We can now use the familiar API and attempt to benchmark the performance:

@benchmark invokemodel!($flux, $energy, $sm)
BenchmarkTools.Trial: 10000 samples with 7 evaluations per sample.
 Range (minmax):  4.171 μs 1.826 ms   GC (min … max): 0.00% … 99.35%
 Time  (median):     4.237 μs               GC (median):    0.00%
 Time  (mean ± σ):   4.681 μs ± 18.235 μs   GC (mean ± σ):  3.88% ±  0.99%

  ▇█▄▂        ▁▃   ▂▅▅▄▂   ▃▃▁      ▁▁                     ▂
  █████▆▅▃▅▇▆▅███▇▅██████▇████▇▆▄▄▄▆███▇▇▆▆▅▅▅▄▁▄▆▄▅▄▄▄▅▆▇ █
  4.17 μs      Histogram: log(frequency) by time     6.13 μs <

 Memory estimate: 1.62 KiB, allocs estimate: 2.

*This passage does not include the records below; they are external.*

PR #885, opened 2021-03-29
fix indexing for consecutive identical coordinates

### LINKED ISSUE #762: Invalid Way Point indexes returned in Directions V2 Service.
Hello, I'm currently building an app that uses the Directions V2 service, and I got an error while implementing it. The two way points returned for the steps that are nearly at the end of the route coordinates, sometimes are pointing to a position that don't actually exist in the coordinates array. This is not the first time that I'm running into this error, I have opened an issue with a similar error using the directions V1 service (https://github.com/GIScience/openrouteservice/issues/751), and I was told to use the V2 service, and clearly the error is still there.

#### Here's what I did
A POST request to this URL: https://api.openrouteservice.org/v2/directions/driving-car
With that JSON body: 
`{
	"attributes": [
		"avgspeed",
		"detourfactor",
		"percentage"
	],
	"coordinates": [
		[
			-43.167751,
			-19.83567
		],
		[
			-43.167751,
			-19.83567
		]
	],
	"elevation": true,
	"extra_info": [
		"surface"
	],
	"instructions_format": "html",
	"maneuvers": true
}`

---
#### Here's what I got
`{
  "routes": [
    {
      "summary": {},
      "segments": [
        {
          "steps": [
            {
              "distance": 0.0,
              "duration": 0.0,
              "type": 11,
              "instruction": "Head east",
              "name": "-",
              "way_points": [
                0,
                1
              ],
              "maneuver": {
                "bearing_before": 0,
                "bearing_after": 0
              }
            }
          ]
        }
      ],
      "bbox": [
        -43.16776,
        -19.835674,
        853.0,
        -43.16776,
        -19.835674,
        853.0
      ],
      "geometry": "|caxBnenfGgreD",
      "way_points": [
        0,
        0
      ],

Comparing this to the initial benchmark of XS_PhotoelectricAbsorption, we see about a significant speedup, with no allocations, and this surrogate model is now automatic differentiation ready.

Evaluating the model

p_range = collect(range(1.0, 30.0))

fluxes_vecs = map(p_range) do p
    model.ηH.value = p
    f = invokemodel(energy, model)
end
fluxes_mat = reduce(hcat, fluxes_vecs)

surface(p_range, energy[1:end-1], fluxes_mat, xlabel = "ηH", ylabel = "E", zlabel = "f", title = "Model")
Example block output
s_fluxes_vecs = map(p_range) do p
    sm.params[1].value = p
    display(sm)
    f = invokemodel(energy, sm)
end
s_fluxes_mat = reduce(hcat, s_fluxes_vecs)

surface(p_range, energy[1:end-1], s_fluxes_mat, xlabel = "ηH", ylabel = "E", zlabel = "f", title = "Surrogate")
Example block output

Sharing surrogate models

To export and import surrogate models, JLD2.jl is recommended.